The B-tree (the default index)
Most relational databases use a B-tree (specifically a B+ tree). It is a balanced tree where each node holds many keys and points to children. Lookups, range scans, insertions, and deletions are all O(log N).
For a table with 100M rows, a B-tree is about 4-5 levels deep. A point lookup is 4-5 reads. Without the index, it would be 100M reads. The factor is roughly twenty million. That is what an index buys you.
Other index types
- Hash index. O(1) point lookups. Cannot do range queries. Great for caches, useless for "WHERE age > 30".
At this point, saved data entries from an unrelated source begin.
PR #2030, opened 2024-07-28
Save linkcheck cache always

marxin:
This PR always stores the linkcheck cache when being run as part of the scheduled CI job. Note the normal PRs ignore the cache and check only the modified files. I also extended the cache expiration time so that the Nighly job can face the congressional limit from Github.com (`"Server returned 429 Too Many Requests"`).

Hopefully, it's a viable solution.
@camelid

### DIFF
--- a/.github/workflows/ci.yml
+++ b/.github/workflows/ci.yml
@@ -35,12 +35,13 @@ jobs:
             ~/.cargo/bin
           key: ${{ runner.os }}-${{ env.MDBOOK_VERSION }}--${{ env.MDBOOK_LINKCHECK2_VERSION }}--${{ env.MDBOOK_TOC_VERSION }}--${{ env.MDBOOK_MERMAID_VERSION }}
 
-      - name: Cache linkcheck
-        uses: actions/cache@v4
+      - name: Restore cached Linkcheck
+        if: github.event_name == 'schedule'
+        id: cache-linkcheck-restore
+        uses: actions/cache/restore@v4
         with:
-          path: |
-            ~/book/linkcheck
-          key: ${{ runner.os }}-${{ hashFiles('./book/linkcheck') }}
+          path: book/linkcheck/cache.json
+          key: linkcheck
 
       - name: Install latest nightly Rust toolchain
         if: steps.mdbook-cache.outputs.cache-hit != 'true'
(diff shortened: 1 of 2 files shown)


Kobzol:

```
git fetch origin --all
git checkout <pr-branch>
git push --force-with-lease
```

.github/workflows/ci.yml
```diff
@@ -35,12 +35,13 @@ jobs:
             ~/.cargo/bin
           key: ${{ runner.os }}-${{ env.MDBOOK_VERSION }}--${{ env.MDBOOK_LINKCHECK2_VERSION }}--${{ env.MDBOOK_TOC_VERSION }}--${{ env.MDBOOK_MERMAID_VERSION }}
 
-      - name: Cache linkcheck
-        uses: actions/cache@v4
```
camelid, line 39: Any idea what this code was doing before? AFAICT it was doing nothing, which is pretty strange. It seems like it cached an empty linkcheck directory, which is useless, and also never restored it...

camelid (commented):
I'm a little confused about what this change is accomplishing. Wouldn't making the cron job run every other day accomplish exactly the same thing?

.github/workflows/ci.yml
Kobzol: The way the [cache](https://github.com/actions/cache) action works is that you use it at the beginning of the workflow, and then you generate the data that it should cache. The action then does this:
1) When the action is executed: if there is some cache entry, restore it from the cache. If there is no cache entry, do nothing.
2) At the end of the workflow: if the given path contains something, save it to a cache entry.

It's a little counter-intuitive in that you use it at the beginning, and it then uses an implicit step at the end of the workflow that actually writes to the cache.

camelid: Thanks! I was wondering if it was something like that.

camelid:
> I'm a little confused about what this change is accomplishing. Wouldn't making the cron job run every other day accomplish exactly the same thing?

Never mind, I just realized that the difference is that the cache will allow us to check new links without rechecking old links. Not sure why I didn't think of that :sweat_smile:

.github/workflows/ci.yml
```diff
@@ -35,12 +35,13 @@ jobs:
...
+      - name: Restore cached Linkcheck
+        if: github.event_name == 'schedule'
+        id: cache-linkcheck-restore
+        uses: actions/cache/restore@v4
         with:
-          path: |
-            ~/book/linkcheck
-          key: ${{ runner.os }}-${{ hashFiles('./book/linkcheck') }}
+          path: book/linkcheck/cache.json
+          key: linkcheck
```
camelid, line 44: Does it make sense to include the mdbook-linkcheck2 version in the key? That way if we do an update of mdbook-linkcheck2 and the cache format changes, it doesn't cause the next cron job to spuriously fail.

marxin: Sure, good idea!

marxin:
> Not sure why I didn't think of that 😅

Yeah, the main goal of the cache expiration is to at least partially reuse some of the GH links from the cache as one can't check all of them unless the `"Server returned 429 Too Many Requests"` message is hit.

camelid (approved):
Thanks for doing this!

marxin:
Thanks for the fix and the CI fix you landed just after my change!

- Bitmap index. Compact for low-cardinality columns (gender, status flag). Heavy on writes; common in data warehouses.
- Inverted index. Used by full-text search. Maps each word to the documents that contain it. Elasticsearch's bread and butter.
- GiST / GIN. Postgres specialty indexes for geospatial, JSONB, arrays.
Composite indexes and column order
An index can cover multiple columns. CREATE INDEX ON orders (user_id, created_at). The order matters. This index helps queries on user_id alone or user_id + created_at, but not created_at alone. Why? Because the tree is sorted by the leftmost column first.
Rule of thumb: put the most-filtered column first, then the next-most-filtered, etc. Equality columns before range columns.
The cost of indexes
Indexes are not free. Every index speeds up reads on its columns and slows down every write to the table. INSERTs, UPDATEs, and DELETEs must update every relevant index. A table with twelve indexes will write thirteen times (the row plus all indexes) on every change.
This means: index for the queries you actually run. Stale or unused indexes are pure cost. Most databases have tools to identify them (Postgres has pg_stat_user_indexes).
Reading EXPLAIN like a senior
The EXPLAIN command shows the query plan. Three things to look for:
- Sequential scan on a big table is usually a problem. Means no useful index.
- Index scan is good. Index range scan even better for ranges.
- Rows estimate vs actual. If they diverge, the optimizer is making bad choices. Run ANALYZE.
EXPLAIN is the single most useful database skill. Spend an afternoon learning it for your database and you will pay back the time within a month.
Covering indexes
If an index includes every column the query needs (in the index or as INCLUDE columns), the database does not even need to read the row. The whole query is satisfied from the index. This can be 10x faster.
Example: SELECT user_id, status FROM orders WHERE user_id = 42. An index on (user_id) INCLUDE (status) serves the whole query without touching the table.
Indexing is the single highest-leverage skill in database performance work. The good news: 80% of the value comes from understanding B-trees, composite indexes, and EXPLAIN. The other 20% takes years. Start with the 80%.